I was talking to a friend and she was saying how hard it was to do for herself when the kids were not in school for the holidays. I remember last year, she made the same comment about the summer, that without the schedule, she wasn’t able to do enough for herself and by the end of the summer or winter break, she felt sluggish, cranky, heavier, and like she had to start all over again. Kind of like math for kids after three months off, the progress they made is often lost.
I remember those days, I would spend the summer trying to keep my kids up to speed. It wasn’t perfect and we couldn’t do it every day, but we did our best to either get ahead or at least maintain the lessons.
My friend needs to do the same. Sure, she may not be able to go to her favorite yoga class at 10am, but maybe once a week she might get up extra early and get in a 730am class before everyone wakes up? Or how about escaping the football marathon and go for a power walk with her dog and her favorite tunes?
I think we feel the need to always be with our family when they are home or on school break, and we feel guilty if we take time for ourselves. We drop our priorities to the bottom of the pile, and aren’t as generous to ourselves as we are to everyone else.
My family went to the movies, and I said, “go in peace”, opting happily to stay home and give myself a mani-pedi, organize my purse, and read. Yes I just read a book for two hours and it was heavenly. When they came back, they were all jacked at how good the movie was (American Hustle), and that I should have gone. But having that few ours of alone quiet time to just not talk was indeed joyous.
I remember taking solo early morning walks on family vacations, to get a chance to think. Getting up, quietly leaving everyone sleeping and coming back more energized, refreshed, and cheerful after a brisk sunrise hike, alone.
There first few days my family is all together, I find myself getting cranking, I am the one who is supposed to have the schedule organized, and the food, and the presents, and the events, and it is exhausting. I was in a mood, and couldn’t explain why. It just was. After going to the gym, getting a good sweat and stretch in, even if just 30 minutes, made all the difference. I hadn’t done anything for ME in days, and my body was reacting and so was my energy and biorhythms.
I see this same physical and emotional state in my friends. They have forgotten about their mental and physical health while making sure everyone else is taken care of. They cook what they don’t usually, they eat junk food because it is there, they skip their usual exercise programs to accomodate everyone else’s schedules and get lost in the mix.
When my friend said, oh I can’t wait to get back to my yoga and walks and healthily food. I wondered why she was waiting? Even if she could just squeeze in a class or workout a couple of times a week, she would feel so much better. And if she told everyone, tonight dinner is soup and salad. That’s what I want and its darn good!!

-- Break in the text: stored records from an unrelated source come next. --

PR #4562, opened 2025-10-15
Update PPL Command Documentation

ritvibhatt:
This PR standardizes the structure and content of PPL command documentation files to improve consistency and user experience.

### Documentation Structure Standardization
  Implemented consistent section ordering across all PPL command files:
  1. **Description** - Clear explanation of command functionality
  2. **Syntax** - Command syntax with parameter details
  3. **Optional sections** - Behavior notes, configuration details, or usage guidance as needed
  4. **Examples** - Practical usage examples with expected output
  5. **Limitations** - Known constraints or considerations

### Content Cleanup and Modernization
  - **Removed version information** - Eliminated outdated version references (e.g., "Version:
  3.3.0") to keep documentation current and reduce maintenance overhead
  - **Extracted aggregation functions** - Moved aggregation function documentation to dedicated
  functions file (`/functions/aggregations.rst`) for better organization

### Related Issues
Resolves #[Issue number to be closed when this PR is merged]
#4220 

### Check List
- [ ] New functionality includes testing.
- [ ] New functionality has been documented.
 - [ ] New functionality has javadoc added.
 - [ ] New functionality has a user manual doc added.
- [ ] New PPL command [checklist](https://github.com/opensearch-project/sql/blob/main/docs/dev/ppl-commands.md) all confirmed.
- [ ] API changes companion pull request [created](https://github.com/opensearch-project/opensearch-api-specification/blob/main/DEVELOPER_GUIDE.md).
- [x] Commits are signed per the DCO using `--signoff` or `-s`.
- [ ] Public documentation issue/PR [created](https://github.com/opensearch-project/documentation-website/issues/new/choose).

By submitting this pull request, I confirm that my contribution is made under the terms of the Apache 2.0 license.
For more information on following Developer Certificate of Origin and signing off your commits, please check [here](https://github.com/opensearch-project/sql/blob/main/CONTRIBUTING.md#developer-certificate-of-origin).

PR #4675, opened 2025-10-27
Mvexpand feature

### LINKED ISSUE #4439: Add native support for mvexpand command in PPL
Currently, OpenSearch SQL does not provide a native way to expand multivalue fields into separate rows/events, similar to Splunk's `mvexpand` command. This limits the ability to efficiently work with and analyze multivalue fields directly within queries, which is a common use case in log analytics and data exploration.

Introduce an `mvexpand` command (or equivalent SQL function/operator) in OpenSearch SQL that:
- Expands a multivalue field into separate rows, one per value in the field, for each input event/document.
- Supports an optional `limit` parameter to restrict how many values per event/document are expanded (similar to `mvexpand <field> [limit=<int>]` in Splunk).
- Handles memory/resource limits similar to Splunk's RAM usage (with configurable limits and clear error messaging if limits are exceeded).
- Works as a streaming/distributable command for performance at scale.

- Manual preprocessing of documents to flatten multivalue fields before indexing, which is inflexible and not always possible.
- Using scripting or custom plugins, which increases complexity for users and maintainers.
- Workarounds using nested queries or Painless scripts, which are less intuitive and harder for users familiar with Splunk/SQL semantics.

This feature would help users migrating from Splunk or other analytics platforms that rely on multivalue field expansion. For reference, see Splunk's `mvexpand` documentation:

> Expands the values of a multivalue field into separate events, one event for each value in the multivalue field. For each result, the mvexpand command creates a new result for every multivalue field.

Example usage in Splunk:
```
... | mvexpand foo
... | mvexpand foo limit=100
```

It would be valuable to have similar functionality in OpenSearch SQL to facilitate analytics, dashboarding, and data preparation tasks involving arrays or multivalue fields.

---

**Examples and Edge Cases:**

1. **Basic Example**
   - Input: A document with a field `tags: ["error", "warning", "info"]`
   - Query: `SELECT mvexpand(tags) FROM logs`
   - Output:
     | tags    |
     |---------|
     | error   |
     | warning |
     | info    |

2. **With Limit Option**
   - Input: A document with a field `ids: [1, 2, 3, 4, 5]`
   - Query: `SELECT mvexpand(ids, limit=3) FROM docs`
   - Output:
     | ids |
     |-----|
     | 1   |
     | 2   |
     | 3   |

3. **Multiple Multivalue Fields (Edge Case)**
   - Input: Document with `a: [10, 20]`, `b: [100, 200]`
   - Query: Should clarify whether expansion is supported on more than one field at a time. If not, document the limitation.

4. **Empty or Null Arrays (Edge Case)**
   - Input: `tags: []` or `tags: null`
   - Output: No rows or a row with null value, depending on desired behavior (should be documented).

5. **Large Arrays / Memory Limits (Edge Case)**
   - Input: Document with a field containing thousands of values
   - Behavior: Should trigger a warning or error if memory/resource usage exceeds limits, and document how this is handled.

6. **Non-Array Fields (Edge Case)**
   - Input: `tags: "error"` (not an array)
   - Output: Should document if the field is left as-is, converted to a single-value array, or an error is thrown.

srikanthpadakanti:
### Description
This pull request adds native support for the mvexpand command in PPL to OpenSearch SQL, enabling users to expand multivalue fields (arrays) into separate rows directly within queries. This functionality is analogous to Splunk's mvexpand command and streamlines analytics, dashboarding, and data preparation involving arrays or multivalue fields.

Key features introduced:

Native mvexpand command for PPL queries to expand array fields into separate rows/events.
Optional limit parameter to restrict the number of expanded values per event/document.
Robust handling of empty/null arrays, large arrays (with memory/resource limits), and non-array fields.
Streaming/distributable execution for performance and scalability.
Comprehensive documentation and edge case coverage.
This feature makes OpenSearch SQL more powerful and user-friendly for log analytics, data exploration, and migration from platforms like Splunk.

### Related Issues
Resolves #4439
https://github.com/opensearch-project/sql/issues/4439

### Check List
- [ X] New functionality includes testing.
- [ X] New functionality has been documented.
 - [ X] New functionality has javadoc added.
 - [ X] New functionality has a user manual doc added.
- [ X] New PPL command [checklist](https://github.com/opensearch-project/sql/blob/main/docs/dev/ppl-commands.md) all confirmed.
- [ X] API changes companion pull request [created](https://github.com/opensearch-project/opensearch-api-specification/blob/main/DEVELOPER_GUIDE.md).
- [ X] Commits are signed per the DCO using `--signoff` or `-s`.

### DIFF
--- a/docs/user/ppl/cmd/stats.md
+++ b/docs/user/ppl/cmd/stats.md
@@ -48,6 +48,36 @@ The stats command supports the following aggregation functions:
 * VALUES: Collect unique values into sorted array  
   
 For detailed documentation of each function, see [Aggregation Functions](../functions/aggregations.md).
+
+## Limitations
+
+### Bucket aggregation result may be approximate in large dataset
+
+In OpenSearch, `doc_count` values for a terms bucket aggregation may be approximate. As a result, any aggregations (such as `sum` and `avg`) on the terms bucket aggregation may also be approximate.
+For example, the following PPL query (find the top 10 URLs) may return an approximate result if the cardinality of `URL` is high.
+
+```ppl ignore
+source=hits
+| stats bucket_nullable=false count() as c by URL
+| sort - c
+| head 10
+```
+
+This query is pushed down to a terms bucket aggregation DSL query with `"order": { "_count": "desc" }`. In OpenSearch, this terms aggregation may throw away some buckets.
+
+### Sorting by ascending doc_count may produce inaccurate results
+
+Similar to above PPL query, the following query (find the rare 10 URLs) often produces inaccurate results.
+
+```ppl ignore
+source=hits
+| stats bucket_nullable=false count() as c by URL
+| sort + c
+| head 10
+```
+
+A term that is globally infrequent might not appear as infrequent on every individual shard or might be entirely absent from the least frequent results returned by some shards. Conversely, a term that appears infrequently on one shard might be common on another. In both scenarios, rare terms can be missed during shard-level aggregation, resulting in incorrect overall results.
+
 ## Example 1: Calculate the count of events  
 
 This example shows calculating the count of events in the accounts.
--- a/docs/user/ppl/functions/aggregations.md
+++ b/docs/user/ppl/functions/aggregations.md
@@ -2,7 +2,7 @@
 
 ## Description  
 
-Aggregation functions perform calculations across multiple rows to return a single result value. These functions are used with `stats` and `eventstats` commands to analyze and summarize data.
+Aggregation functions perform calculations across multiple rows to return a single result value. These functions are used with `stats`, `eventstats` and `streamstats` commands to analyze and summarize data.
 The following table shows how NULL/MISSING values are handled by aggregation functions:
   
 | Function | NULL | MISSING |
--- a/docs/user/ppl/limitations/limitations.md
+++ b/docs/user/ppl/limitations/limitations.md
@@ -87,3 +87,30 @@ If a document contains malformed field names inside an object field, PPL ignores
 When ``log`` is an object field with ``enabled: false``, subfields with malformed names are ignored.
 
 **Recommendation:** Avoid using field names that contain leading dots, trailing dots, consecutive dots, or consist only of dots. This aligns with OpenSearch's default field naming requirements.
+
+## Bucket aggregation result may be approximate in large dataset
+
+In OpenSearch, `doc_count` values for a terms bucket aggregation may be approximate. As a result, any aggregations (such as `sum` and `avg`) on the terms bucket aggregation may also be approximate.
+For example, the following PPL query (find the top 10 URLs) may return an approximate result if the cardinality of `URL` is high.
+
+```ppl ignore
+source=hits
+| stats bucket_nullable=false count() as c by URL
+| sort - c
+| head 10
+```
+
+This query is pushed down to a terms bucket aggregation DSL query with `"order": { "_count": "desc" }`. In OpenSearch, this terms aggregation may throw away some buckets.
+
+## Sorting by ascending doc_count may produce inaccurate results
+
+Similar to above PPL query, the following query (find the rare 10 URLs) often produces inaccurate results.
+
+```ppl ignore
+source=hits
+| stats bucket_nullable=false count() as c by URL
+| sort + c
+| head 10
+```
+
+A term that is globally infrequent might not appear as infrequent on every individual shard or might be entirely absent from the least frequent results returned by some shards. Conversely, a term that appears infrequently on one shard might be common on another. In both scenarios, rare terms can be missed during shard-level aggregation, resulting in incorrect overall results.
PR #4688, opened 2025-10-28
Introduce RelBuilder wrapper for dynamic fields

ykmr1224:

### Description
- Introduce RelBuilderWrapper and RelFieldBuilder to abstract the field operations with dynamic fields.
- RelBuilderWrapper uses delegation to RelBuilder so that it won't allow direct operation on fields without considering dynamic fields.
  - It uses delegation instead of inheritance since RelBuilder internally call `field` or `fields` methods and inheritance cannot prohibit access to some methods.
  - RelBuilderWrapper hide original field/fields operations, and provide some package private method to allow RelFieldBuilder to access raw operations.
- It leaves fixes for several commands to later PR to avoid this PR becomes too big.

### Related Issues

### Check List

### DIFF
--- a/core/src/main/java/org/opensearch/sql/calcite/utils/DynamicFieldsResultProcessor.java
+++ b/core/src/main/java/org/opensearch/sql/calcite/utils/DynamicFieldsResultProcessor.java
@@ -26,7 +26,8 @@ import org.opensearch.sql.executor.ExecutionEngine.Schema.Column;
 
 /** Utility class for processing dynamic fields in query results. */
 @UtilityClass
-public class DynamicFieldsProcessor {
+public class DynamicFieldsResultProcessor {
+
   /**
    * Expand dynamic fields into individual columns in QueryResponse.
    *
--- a/integ-test/src/test/java/org/opensearch/sql/calcite/remote/CalcitePPLEvalMaxMinFunctionIT.java
+++ b/integ-test/src/test/java/org/opensearch/sql/calcite/remote/CalcitePPLEvalMaxMinFunctionIT.java
@@ -32,7 +32,7 @@ public class CalcitePPLEvalMaxMinFunctionIT extends PPLIntegTestCase {
         executeQuery(
             String.format(
                 "source=%s | eval new = max(1, 3, age) | fields age, new", TEST_INDEX_DOG));
-    verifySchema(result, schema("age", "bigint"), schema("new", "int"));
+    verifySchema(result, schema("age", "bigint"), schema("new", "bigint"));
     verifyDataRows(result, rows(2, 3), rows(4, 4));
   }
 
--- a/opensearch/src/main/java/org/opensearch/sql/opensearch/executor/OpenSearchExecutionEngine.java
+++ b/opensearch/src/main/java/org/opensearch/sql/opensearch/executor/OpenSearchExecutionEngine.java
@@ -34,7 +34,7 @@ import org.apache.logging.log4j.Logger;
 import org.opensearch.sql.ast.statement.Explain.ExplainFormat;
 import org.opensearch.sql.calcite.CalcitePlanContext;
 import org.opensearch.sql.calcite.utils.CalciteToolsHelper.OpenSearchRelRunners;
-import org.opensearch.sql.calcite.utils.DynamicFieldsProcessor;
+import org.opensearch.sql.calcite.utils.DynamicFieldsResultProcessor;
 import org.opensearch.sql.calcite.utils.OpenSearchTypeFactory;
 import org.opensearch.sql.calcite.utils.UserDefinedFunctionUtils;
 import org.opensearch.sql.common.response.ResponseListener;
@@ -255,7 +255,7 @@ public class OpenSearchExecutionEngine implements ExecutionEngine {
       ExprType exprType;
       if (fieldType.getSqlTypeName() == SqlTypeName.ANY) {
         if (!values.isEmpty()) {
-          exprType = DynamicFieldsProcessor.inferColumnType(values, columnName);
+          exprType = DynamicFieldsResultProcessor.inferColumnType(values, columnName);
         } else {
           // Using UNDEFINED instead of UNKNOWN to avoid throwing exception
           exprType = ExprCoreType.UNDEFINED;
@@ -268,7 +268,7 @@ public class OpenSearchExecutionEngine implements ExecutionEngine {
     Schema schema = new Schema(columns);
     QueryResponse response = new QueryResponse(schema, values, null);
 
-    QueryResponse processedResponse = DynamicFieldsProcessor.expandDynamicFields(response);
+    QueryResponse processedResponse = DynamicFieldsResultProcessor.expandDynamicFields(response);
 
     listener.onResponse(processedResponse);
   }


Swiddis (approved):

core/src/main/java/org/opensearch/sql/calcite/rel/RelBuilderWrapper.java
```diff
@@ -0,0 +1,537 @@
...
+import org.apache.calcite.tools.RelBuilder.GroupKey;
+import org.apache.calcite.util.ImmutableBitSet;
+import org.checkerframework.checker.nullness.qual.Nullable;
+
+/**
+ * RelBuilderWrapper delegates most public methods to the underlying RelBuilder while prohibiting
+ * direct field access methods to maintain consistency with dynamic fields handling.
+ */
+@RequiredArgsConstructor
+public class RelBuilderWrapper {
```
LantaoJin, line 36: why not just leverage the [OpenSearchRelBuilder](https://github.com/opensearch-project/sql/blob/main/core/src/main/java/org/opensearch/sql/calcite/utils/CalciteToolsHelper.java#L179) directly?

LantaoJin: If you want a derived class of RexBuilder, we can create one as well in [OpenSearchPrepareImpl.perform()](https://github.com/opensearch-project/sql/blob/main/core/src/main/java/org/opensearch/sql/calcite/utils/CalciteToolsHelper.java#L220)

core/src/main/java/org/opensearch/sql/calcite/plan/PPLAggregateConvertRule.java
```diff
@@ -74,8 +76,10 @@ public void onMatch(RelOptRuleCall call) {
 
   public void apply(RelOptRuleCall call, LogicalAggregate aggregate, LogicalProject project) {
 
-    final RelBuilder relBuilder = call.builder();
+    final RelBuilder rawRelBuilder = call.builder();
```
LantaoJin, line 79: `OpenSearchRelBuilder` should be returned here, so if you reuse `OpenSearchRelBuilder`, no need to wrap again.

core/src/main/java/org/opensearch/sql/calcite/rel/RelBuilderWrapper.java
ykmr1224: As I described in the PR description, inheritance didn't work well since there are some internal access within RelBuilder to the methods we want to prohibit.

core/src/main/java/org/opensearch/sql/calcite/plan/PPLAggregateConvertRule.java
ykmr1224: Please see my above comment.

core/src/main/java/org/opensearch/sql/calcite/rel/RelFieldBuilder.java
```diff
@@ -0,0 +1,132 @@
...
+
+  public int getStackPosition(int inputCount, int inputOrdinal) {
+    return inputCount - 1 - inputOrdinal;
+  }
+
+  public List<String> getAllFieldNames(int n) {
+    return relBuilder.peek(n).getRowType().getFieldNames();
+  }
+
+  public RexInputRef staticField(String fieldName) {
```
LantaoJin, line 59: how about simplify all `staticField` to `field`?

core/src/main/java/org/opensearch/sql/calcite/rel/RelBuilderWrapper.java
LantaoJin: Override all `fields` of raw RelBuilder in OpenSearchRelBuilder cannot work?

In `CalciteRelNodeVisitor`, all calling to `context.relBuilder.fields/field` are interrupted in `OpenSearchRelBuilder.fields/field`.
But in `calcite.RelBuilder`, all `fields`/`field` will access its raw `fields`/`field` method. <=== do you want to prohibit this?

Delegation might not work either. For example, `RelBuilder.sort()` calls `RelBuilder.field()`. How to prohibit this calling with delegation class?

ykmr1224: > In CalciteRelNodeVisitor, all calling to context.relBuilder.fields/field are interrupted in OpenSearchRelBuilder.fields/field.
> But in calcite.RelBuilder, all fields/field will access its raw fields/field method. <=== do you want to prohibit this?

No, inheritance won't work like that. If we override fields/field in a subclass, even the call from calcite.RelBuilder will call the method in subclass.

> Delegation might not work either. For example, RelBuilder.sort() calls RelBuilder.field(). How to prohibit this calling with delegation class?

The idea is that, if the method won't work as we expect, customize or prohibit (and provide alternative way) the usage in RelBuilderWrapper.

core/src/main/java/org/opensearch/sql/calcite/rel/RelFieldBuilder.java
ykmr1224: I named it as `staticField` so it would be more explicit to access static field.
We want to avoid someone unintentionally omit the existence of dynamic fields.

core/src/main/java/org/opensearch/sql/calcite/rel/RelBuilderWrapper.java
LantaoJin: > No, inheritance won't work like that. If we override fields/field in a subclass, even the call from calcite.RelBuilder will call the method in subclass.

Ok, can this work for you?

```
public class TestInheritance {

  static class RelBuilder {
    public void fields() {
      System.out.println("fields");
      field();
    }
    public void field() {
      System.out.println("field");
    }
    public void otherUnrelated() {
      System.out.println("others");
    }
  }

  static class DerivedRelBuilder extends RelBuilder {
    @Override
    public void fields() {
      System.out.println("Derived fields");
      super.field(); // change to add super if want to call origin
    }
    @Override
    public void field() {
      System.out.println("Derived field");
    }
  }
  
  public static void main(String[] args) {
    RelBuilder relBuilder = new DerivedRelBuilder();
    System.out.println("Test fields:");
    relBuilder.fields();
    System.out.println("Test field:");
    relBuilder.field();
    System.out.println("Test unrelated:");
    relBuilder.otherUnrelated();
  }
}
```

> Test fields:
> Derived fields
> field
> Test field:
> Derived field
> Test unrelated:
> others

ykmr1224: Thanks for the further deep dive.
The issue is, some methods in original RelBuilder calls methods which we want to prohibit. How can we selectively allow the call to the same method and delegate to super?
We can do it if we override the method which calls the methods we want to prohibit, but that would require copying the original implementation from Calcite.

LantaoJin: > We can do it if we override the method which calls the methods we want to prohibit

Now I know why you use a decorator pattern.
A simple way is adding an override method to throw an exception in `OpenSearchRelBuilder`
```
    @Deprecated
    @Override
    public RexInputRef field(String fieldName) {
      throw new ForbiddenMethodCall("field() is not supported in OpenSearchRelBuilder");
    }
```
But it just throws runtime exception, so our UT and IT will help us to avoid using those forbidden methods. To throw compile error, an alternative is creating an annotation with `com.google.errorprone`.

LantaoJin: Overall, the simple approach is merging current `RelFieldBuilder` and `OpenSearchRelBuilder`. But It's okey that we keep the current `RelBuilderWrapper`.

LantaoJin: Oh, I think we still need to use RelBuilder or its derived class OpenSearchRelBuilder because RelBuilder will be used in Calcite optimization rules. For example, https://github.com/opensearch-project/sql/blob/c9a8f47ea993c95bb6b13023de68ab54ddedba00/core/src/main/java/org/opensearch/sql/calcite/plan/PPLAggGroupMergeRule.java#L84

we do have opportunity to get the OpenSearchRelBuilder from `call.builder()` but no way to get the wrapper.

How about just add dynamic methods in OpenSearchRelBuilder and keep the original `field` and `fields` as static field methods.

ykmr1224: Hi Lantao,
Can you revisit my comment?
I think you haven't understood why inheritance won't work.
If we inherit and override method with throwing exception, internal call from other methods in RelBuilder will also fail. And I don't have good idea to workaround this other than reimplementing the method and call super.field instead, which duplicates the implementation from Calcite and not maintainable.

LantaoJin: Yes, you are right, in inheritance, if the method calling chain is A() -> B() -> C(). The overridden method A'() will still call the overridden C'(): A'() -> B() -> C'() . 

Can we just add `@Deprecated` and java doc on the override method to callout this method should not be used in the project?

LantaoJin: Just a suggestion @ykmr1224 . I am okey on the current POC, we can postpone the problem about how to restrict the usage of RelBuilder in optimize rules (Calcite internal).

My women friends are often worn out by the end of the winter break, and when you ask what they have done for themselves, they can’t think of much. And they are afraid to take any time for their own well being. We need to change that around, and put ourselves first sometimes.
We need to remember to ASK or TELL others that we need help or that we just need time to do something for ourselves. We need to put ourselves FIRST sometimes, otherwise we aren’t our best.
Ask for help so you can take that power walk, meet a girl friend, say no to an outing and not feel guilty. If you see a family member or friends struggling, offer to help or invite them for a quiet walk.
My cranky mood went away after I was able to workout, sit in the gym sauna, go for a beach walk with my dogs, and not have to talk to anyone for several hours!! At one point, when my daughters whined that I was trying to plan or micro manage, I blurted out, well, how do you thing we manage to get where we are going, and eat, and have toilet paper, and gas in the car, and bills paid, and yadayadayada…there was silence. They realized I was coordinating five people’s lives while they just dealt with one. After my rant, they were less defensive and more understanding of my mood. And then my mood shifted.
Discussing this with my friends, this was a universal conundrum, taking care of the group before taking care of themselves. And trying not to resent them for it!!
Don’t get me wrong, we love our family and friends and in-laws. I love them to pieces, but I have to remember to love me the most, take care of me, then everyone else, like on the plane when they explain how to use the oxygen masks.
Take care of yourselves, and you will be much better for everyone else. A bit of self involvement and selfishness can be a very good thing.